24th Aug 42
Dear Mother & Dad
I received your welcome letter of the seventeenth on Friday. Sorry to hear that dad has the gout again – did you try McDevitt’s cure? He reckoned the only thing that did him any good was Epsom Salts. Of course in those days he was very fat and didn’t get much exercise but I guess exercise is not your trouble.
There’s no doubt about what you say as regards easy money. There are thousands who are making fortunes that didn’t know where to get the next meal before the show. They’re living like princes now and when it’s over the blokes who have been in it will be working for them. It’s a queer show and we’re certainly the clowns of the circus.
You needn’t have any worry about seeing Tiny home on leave. He’s got my chance of getting leave and I’ve got no chance. The bludger sent me a parcel containing a bottle of blue stuff like ink with a note saying it was a good hair restorer. And of course Ack Hallam who is acting CSM got it first and passed it round the mob so I copped another blitz from the ‘Bloody no hopers’ as Haigh calls our mob. Still I’ll catch up with him one of these days.
I was quite surprised to hear of your decision about Rennies, but it’s your business – I suppose they’re paying my ten pounds a year.
The weather is getting a real punch in it now. It’s really perfect at present but will get very hot soon I think. We’re doing some route marches lately and they certainly drive the sweat out. The other day on a march we stopped for lunch near a river and of course we all sat along the bank to eat. You know the quiet that follows a meal in the open like that when everyone lays back and dozes. Well there wasn’t a sound at all, then suddenly there was a hell of a splash and everyone jumped to their feet.

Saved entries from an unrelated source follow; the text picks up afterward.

PR #1023, opened 2024-09-26
refactor: move reader functions from `__init__.py` to a separate file under the pandas package

sycai:


bigframes/pandas/readers.py
tswast, line 1: Could we make this `[bigframes/pandas/io/parsers/readers.py](https://github.com/pandas-dev/pandas/blob/23c497bb2f7e05af1fda966e7fb04db942453559/pandas/io/parsers/readers.py#L720)` to better match the pandas code layout?

tswast: Or `bigframes/pandas/io/api.py` if we want to go one layer of indirection fewer

https://github.com/pandas-dev/pandas/blob/23c497bb2f7e05af1fda966e7fb04db942453559/pandas/__init__.py#L139

sycai: Sounds good. I put all the functions under the `api.py` file since they are relatively simple

chelsea-lin (approved):
LGTM overall. Please check the two failing tests in the pre-submit.

bigframes/pandas/readers.py
chelsea-lin: The docs of these methods are stayed at `third_party/bigframes_vendored/pandas/io/parsers/readers.py`. Should we keep them in the similar path?

PR #1024, opened 2024-09-26
feat: add `bigframes.bigquery.create_vector_index` to assist in creating vector index on `ARRAY<FLOAT64>` columns

tswast:

Fixes internal issue 365541165 🦕


bigframes/bigquery/_operations/search.py
```diff
@@ -0,0 +1,243 @@
...
+    Creates a new vector index on a column of a table.
+
+    This method calls the `CREATE VECTOR INDEX DDL statement
+    <https://cloud.google.com/bigquery/docs/reference/standard-sql/data-definition-language#create_vector_index_statement>`_.
+
+    """
+    import bigframes.pandas
+
+    if index_name is None:
+        index_name = table_id.split(".")[-1]
```
TrevorBergeron, line 60: would reading into a TableReference be more robust?

tswast: Pretty sure it's exactly the same logic there, but makes sense from the perspective of having one place for that logic (in case "." is allowed as a character in the table name someday).

tswast: Done in latest commit (along with `identifier` logic).

TrevorBergeron (approved):

PR #1028, opened 2024-09-27
fix: remove pre-caching of remote function results

shobsi:
This will save redundant remote function execution as reported in b/370088754. The trade-off is that any remote function integration issues will be caughts only at a later point through a usage triggered sql execution. Why the caching is not working as indended in the reported use case in the bug? as per TrevorBergeron@ "the cached execution is useless when it is implicitly joined back to the base dataframe"

Fixes internal issue 370088754 🦕

### DIFF
--- a/bigframes/dataframe.py
+++ b/bigframes/dataframe.py
@@ -3567,11 +3567,7 @@ class DataFrame(vendored_pandas_frame.DataFrame):
                     ops.NaryRemoteFunctionOp(func=func), series_list[1:]
                 )
             result_series.name = None
-
-            # Return Series with materialized result so that any error in the remote
-            # function is caught early
-            materialized_series = result_series.cache()
-            return materialized_series
+            return result_series
 
         # Per-column apply
         results = {name: func(col, *args, **kwargs) for name, col in self.items()}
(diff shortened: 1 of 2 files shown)


GarrettWu (dismissed):

GarrettWu:
So after the change, when does the execution happens? 
```
df["col2"] = df["col1"].apply(remote_function)
```
or
```
df.to_gbq()
```

if at the later stage, if the user calls exec APIs (such as __repr__) multiple times, will the function be executed multiple times?

GarrettWu:
Is there a way that we can add test to ensure that with multiple operations, there won't be redundant function calls?

shobsi:
> So after the change, when does the execution happens?
> 
> ```
> df["col2"] = df["col1"].apply(remote_function)
> ```
> 
> or
> 
> ```
> df.to_gbq()
> ```
> 
> if at the later stage, if the user calls exec APIs (such as **repr**) multiple times, will the function be executed multiple times?

It would be the latter. After this change the behavior would be same as the standard bigframes behavior - if the result is cached it won't be executed, else it would be.

shobsi:
> Is there a way that we can add test to ensure that with multiple operations, there won't be redundant function calls?

It's tied to caching. Chatted with @TrevorBergeron that caching is not a guarantee at this point but more like an internal optimization. Asserting how many times a function was called is a bit of a stretc,h just like asseting how many number of sql jobs were run in an operation, so I'd skip adding a test. Let me know if you have s strong opinion otherwise.

GarrettWu (approved):

PR #1031, opened 2024-09-30
fix: fix generic error message when entering an incorrect column name

arwas11:

Fixes #328113227 🦕


bigframes/core/groupby/__init__.py
```diff
@@ -88,9 +88,12 @@ def __getitem__(
             keys = list(key)
         else:
             keys = [key]
-        columns = [
-            col_id for col_id, label in self._col_id_labels.items() if label in keys
-        ]
+
+        for col_id, label in self._col_id_labels.items():
+            if label in keys:
+                columns = [col_id]
```
chelsea-lin, line 94: The `col_id` should be append to the `columns` by calling `columns.append(col_id)`. Also, `columns=[]` need to be called to initialize it first.

tests/system/small/test_groupby.py
```diff
@@ -421,6 +421,20 @@ def test_dataframe_groupby_getitem(
     pd.testing.assert_series_equal(pd_result, bf_result, check_dtype=False)
 
 
+def test_dataframe_groupby_getitem_error(
+    scalars_df_index,
+    scalars_pandas_df_index,
+):
+    col_names = ["float64_col", "int64_col", "bool_col", "string_col"]
+    with pytest.raises(KeyError, match="\"Columns not found: 'not_in_group'\""):
```
chelsea-lin, line 429: Could you please add another tests with two unknown columns? Thanks!

chelsea-lin (approved):

PR #1032, opened 2024-10-01
fix: Ensure no double execution for to_pandas

TrevorBergeron:

### DIFF
--- a/tests/system/small/test_dataframe.py
+++ b/tests/system/small/test_dataframe.py
@@ -4831,17 +4831,23 @@ def test_dataframe_explode(col_names, ignore_index, session):
     metrics = session._metrics
     df = bpd.DataFrame(data, session=session)
     pd_df = df.to_pandas()
+    pd_result = pd_df.explode(col_names, ignore_index=ignore_index)
+    bf_result = df.explode(col_names, ignore_index=ignore_index)
+
+    # Check that to_pandas() results in at most a single query execution
     execs_pre = metrics.execution_count
+    bf_materialized = bf_result.to_pandas()
+    execs_post = metrics.execution_count
+
     pd.testing.assert_frame_equal(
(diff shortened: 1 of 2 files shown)


tests/system/small/test_dataframe.py
```diff
@@ -4821,20 +4821,27 @@ def test_to_gbq_table_labels(scalars_df_index):
...
+    execs_pre = metrics.execution_count
     pd.testing.assert_frame_equal(
         df.explode(col_names, ignore_index=ignore_index).to_pandas(),
         pd_df.explode(col_names, ignore_index=ignore_index),
         check_index_type=False,
         check_dtype=False,
     )
+    execs_post = metrics.execution_count
+    # we test this property on this method in particular as compilation
+    # is non-deterministic and won't use the query cache as implemented
```
sycai, line 4843: nit: I would also document that this is to check that the execution was performed only once

tests/system/small/test_dataframe.py
```diff
@@ -4821,20 +4821,27 @@ def test_to_gbq_table_labels(scalars_df_index):
...
         "A": [[0, 1, 2], [], [3, 4]],
         "B": 3,
         "C": [["a", "b", "c"], np.nan, ["d", "e"]],
     }
-    df = bpd.DataFrame(data)
+
+    metrics = session._metrics
+    df = bpd.DataFrame(data, session=session)
     pd_df = df.to_pandas()
+    execs_pre = metrics.execution_count
```
sycai, line 4834: nit: put this line right below line 4831 or move line 4831 above this line, just to keep together statements that are related

sycai (approved):

tests/system/small/test_dataframe.py
TrevorBergeron: reorganized a bit to make clear that only care about executions from the `to_pandas()` invocation.

PR #1039, opened 2024-10-02
chore: Add an ExperimentOptions class to control experiments

sycai:


jiaxunwu (approved):

chelsea-lin (approved):
LGTM!

chelsea-lin:
FYI @TrevorBergeron, the semantic operators would be launched as experimental APIs, when the configurations are enabled.

PR #1045, opened 2024-10-03
chore: Implement semantic map

sycai:


bigframes/operations/semantics.py
```diff
@@ -39,7 +39,7 @@ def filter(self, instruction: str, model):
                 "The {food} is healthy."
 
             model:
-                A LLM model provided by Bigframes ML package.
+                A GeminiTextGenerator provided by Bigframes ML package.
```
chelsea-lin, line 42: Could you please add an assert in the codes to check the model type is correct or not:
```
        if not isinstance(model, TextEmbeddingGenerator):
            raise TypeError(f"Expected a test embedding model but got: {type(model)}")
```
The semantics operators might required other model, such as `sem_index` needs an embedding model.

bigframes/operations/semantics.py
```diff
@@ -61,30 +114,13 @@ def filter(self, instruction: str, model):
                 raise ValueError(f"Column {column} not found.")
 
         # Replace column references with names.
-        instruction = instruction.format(**{col: col for col in columns})
+        user_instruction = user_instruction.format(**{col: col for col in columns})
 
         prompt_df = self._df.copy()
```
chelsea-lin, line 119: nit:  maybe we can just call `self._df[columns].copy()`? Though BF has optimizations already to skip unused columns in query.

bigframes/operations/semantics.py
```diff
@@ -50,8 +50,61 @@ def filter(self, instruction: str, model):
...
+            results["ml_generate_text_llm_result"].str.lower().str.contains("true")
+        ]
+
+    def map(self, instruction: str, model):
+        """
+        Filters the DataFrame with the semantics of the user instruction.
+
+        Args:
+            instruction:
+                An instruction on how to filter the data. This value must contain
```
chelsea-lin, line 71: The document may be copied from `filter`?

bigframes/operations/semantics.py
```diff
@@ -50,8 +50,61 @@ def filter(self, instruction: str, model):
...
+
+        return self._df[
+            results["ml_generate_text_llm_result"].str.lower().str.contains("true")
+        ]
+
+    def map(self, instruction: str, model):
+        """
+        Filters the DataFrame with the semantics of the user instruction.
+
+        Args:
```
chelsea-lin, line 69: Could we please add some simple examples in the doc string?

bigframes/operations/semantics.py
```diff
@@ -50,8 +50,61 @@ def filter(self, instruction: str, model):
...
+        results = typing.cast(
+            Series,
+            model.predict(self._make_prompt(instruction, output_instruction))[
+                "ml_generate_text_llm_result"
+            ],
+        )
+
+        from bigframes.core.reshape import concat
+
+        return concat([self._df, results.rename("map_result")], axis=1)
```
chelsea-lin, line 103: I am not sure which one is better:
1. Find a special name, such as `_semantic_map_result_<index>`? Also check if `_semantic_map_result_<index>` is a new column for the existing df.
2. Ask user to provide a custom column name?

tests/system/small/operations/test_semantics.py
```diff
@@ -62,3 +62,53 @@ def test_filter_invalid_instruction_raise_error(instruction, gemini_flash_model)
...
+        gemini_flash_model,
+    ).to_pandas()
+    # Result sanitation
+    actual_df["map_result"] = actual_df["map_result"].str.strip().str.lower()
+
+    expected_df = pd.DataFrame(
+        {
+            "ingredient_1": ["Burger Bun", "Soy Bean"],
+            "ingredient_2": ["Beef Patty", "Bittern"],
+            "map_result": ["burger", "tofu"],
```
chelsea-lin, line 88: Can LM return the same results for this questions? Maybe just ask `Which city is the capital of {country}`?

chelsea-lin (changes requested):

bigframes/operations/semantics.py
sycai: Type check added.

bigframes/operations/semantics.py
sycai: SG!

bigframes/operations/semantics.py
sycai: Good catch!

bigframes/operations/semantics.py
sycai: Sure!

bigframes/operations/semantics.py
sycai: Asking for column name inputs sounds better

tests/system/small/operations/test_semantics.py
sycai: For now LM responses are pretty stable for obvious questions. I think we should be fine here.

bigframes/operations/semantics.py
```diff
@@ -49,9 +67,89 @@ def filter(self, instruction: str, model):
...
+
+        results = typing.cast(
+            DataFrame, model.predict(self._make_prompt(instruction, output_instruction))
+        )
+
+        return self._df[
+            results["ml_generate_text_llm_result"].str.lower().str.contains("true")
+        ]
+
+    def map(self, instruction: str, result_column_name: str, model):
```
chelsea-lin, line 84: nit: output_column. This is trying to align with pandas style.

bigframes/operations/semantics.py
```diff
@@ -61,30 +159,20 @@ def filter(self, instruction: str, model):
                 raise ValueError(f"Column {column} not found.")
 
         # Replace column references with names.
-        instruction = instruction.format(**{col: col for col in columns})
+        user_instruction = user_instruction.format(**{col: col for col in columns})
 
-        prompt_df = self._df.copy()
+        prompt_df = self._df[columns].copy()
```
chelsea-lin, line 164: When `columns` specifies only a single column, let's verify its data type. If it's a single string (rather than a list),  `_df[columns]` might return a Pandas Series instead of a DataFrame. To ensure this behavior is correct, could we please a test case to double-check this scenario? Thanks!

chelsea-lin (approved):
Left few comments. Overall LGTM. Thanks!

bigframes/operations/semantics.py
sycai: Sure. Test added.

bigframes/operations/semantics.py
sycai: Good idea!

The piece of bank where the colonel and his offsider had been sitting had given way and the Trump and others were in the drink, floundering round in full marching order. You can imagine how the boys enjoyed it. He took it very well though and laughed with the rest when he got out. A feature of the incident was when the battalion dogs dived in, in sympathy. We’ve got three or four regulars here – OC dogs is little Woodside, a vey small foxy some of the fellows brought with them from Woodside South Australia. Of the others, a big Alsatian and Bluey are regulars and follow us on all out marches.
The same day as the swimming incident Bill Collis – you remember Basher: I’ve mentioned him in despatches before – got sconed with a limb of a tree and to use his own expression (an expression that caused a big laugh among the mob) he went quite silly for a while – but he’s quite recovered now.
On a couple of the marches we’ve had lately we’ve finished up at a beach – there’s some marvellous beaches here – and had some good swimming and at one place got a fair stack of oysters.
You never mentioned in your letter whether you’d got my wallet. Of course I may have told you about it in a letter that hasn’t arrived yet. I have it to Ack’s wife when she went home.
Well I’m afraid there isn’t any more I can write just now so with love to May & Anne and regards to the boys I’ll say cheerio.
Your loving son
PS Jim & Nuggett send their best wishes. Jim had been a sick man for a couple of days – he had a week on the grog and an enforced abstinence upset his digestion and he got an attack of diarrhoea.
“Bloody No Hopers”
Lieutenant Haigh was the Headquarters Company CSM in Syria (see post dated 24 September 1941). I assume ‘our mob’ in this context is the Carrier Platoon.
Trump in the drink
Lieutenant-Colonel Buttrose’s accidental dunking was commemorated in the top right quadrant of his shield .
Carrier in the drink
Neither the caption nor Dad’s letter divulges whether the carriers ran into trouble on the same day as the colonel, but this photo was definitely taken by Dick Lewis during the time spent at Petrie.